PR #44, opened 2018-10-05
setup: create a requirements.txt, closes #38. This is an initial vers…

### LINKED ISSUE #38: Need requirements.txt for pip
We need a `requirements.txt` file for pip.   We currently cannot take a bare python install and do a `pip install spacepy` even can't do `pip install https://github.com/spacepy/spacepy`

This file is a good way to document version requirements and could ever interface with the CI having several requirements.txt files in the repo and calling them in the CI rather than a hard code.

balarsen:
…ion and we may well need to tune. But this worked great on my system on a fresh virtualenv.

### DIFF
--- a/requirements.txt
+++ b/requirements.txt
@@ -1,0 +1,5 @@
+numpy>=1.6,!=1.15.0
+scipy>=0.10
+matplotlib>=1.5
+h5py
+ffnet


balarsen:
Before this is merged full in we will also want to update the CI. The `pip install` in the CI should then call `pip install -r requirements.txt`.

jtniehof:
I'd like to wait to merge this until I have a chance to spend more time on the installer in general. Incidentally, if you want ffnet to be pulled in by default (probably good), also need to have networkx...networkx is a dependency of ffnet but it doesn't declare it.

balarsen:
Interesting it did work and did install networkx. FFNET setup.py does declare it this way:

```
requires          = ['numpy', 'scipy', 'networkx'],
install_requires = ['numpy>=1.4', 'scipy>=0.8', 'networkx>=1.3']
```
So why does the spacepy setup.py not work...?

balarsen:
Maybe spacepy `setup.py` just needs `install_requires`.  I am happy enough for this pull request to no go anywhere if it points to issues.

drsteve:
@jtniehof ffnet used to not have networkx declared as a dependency, but they do now. Trawling through the commit history for ffnet it looks like it was changed in Feb. 2016. The current release on PyPI does it properly.
@balarsen setup.py has an ```install_requires``` set behind an ```if use_setuptools:```. That's been there for at least 4 years, probably longer.

jtniehof:
Glad ffnet got that straightened out so we can pull that out (maybe requiring at least ffnet 0.8something). I do wish we could retrain lanlstar on scikit-learn and get rid of one f2py....

It's possible newer versions of pip don't force-import setuptools so that's not being caught. A quick debugging print at the top of setup.py should do it.

Having a few requirements.txt set up may be handy anyhow; it would be good to have "pip install without Fortran" command lines, for instance.

drsteve:
Since this only affects installation with an explicit ```-r``` flag, I move that we accept this and close the related issue. Fixing installation through pip3 is a different (albeit somewhat related) problem and should be in its own issue, and it'll need a different PR to resolve it.

jtniehof:
I agree, it's useful to have this in so we might as well.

> **Task directions**
Among the records above, only the lines between the line holding "This file is" and the line holding "Glad ffnet got", inclusive, are to be output, exactly as written.

> **Solution for this exercise**
This file is a good way to document version requirements and could ever interface with the CI having several requirements.txt files in the repo and calling them in the CI rather than a hard code.

balarsen:
…ion and we may well need to tune. But this worked great on my system on a fresh virtualenv.

### DIFF
--- a/requirements.txt
+++ b/requirements.txt
@@ -1,0 +1,5 @@
+numpy>=1.6,!=1.15.0
+scipy>=0.10
+matplotlib>=1.5
+h5py
+ffnet


balarsen:
Before this is merged full in we will also want to update the CI. The `pip install` in the CI should then call `pip install -r requirements.txt`.

jtniehof:
I'd like to wait to merge this until I have a chance to spend more time on the installer in general. Incidentally, if you want ffnet to be pulled in by default (probably good), also need to have networkx...networkx is a dependency of ffnet but it doesn't declare it.

balarsen:
Interesting it did work and did install networkx. FFNET setup.py does declare it this way:

```
requires          = ['numpy', 'scipy', 'networkx'],
install_requires = ['numpy>=1.4', 'scipy>=0.8', 'networkx>=1.3']
```
So why does the spacepy setup.py not work...?

balarsen:
Maybe spacepy `setup.py` just needs `install_requires`.  I am happy enough for this pull request to no go anywhere if it points to issues.

drsteve:
@jtniehof ffnet used to not have networkx declared as a dependency, but they do now. Trawling through the commit history for ffnet it looks like it was changed in Feb. 2016. The current release on PyPI does it properly.
@balarsen setup.py has an ```install_requires``` set behind an ```if use_setuptools:```. That's been there for at least 4 years, probably longer.

jtniehof:
Glad ffnet got that straightened out so we can pull that out (maybe requiring at least ffnet 0.8something). I do wish we could retrain lanlstar on scikit-learn and get rid of one f2py....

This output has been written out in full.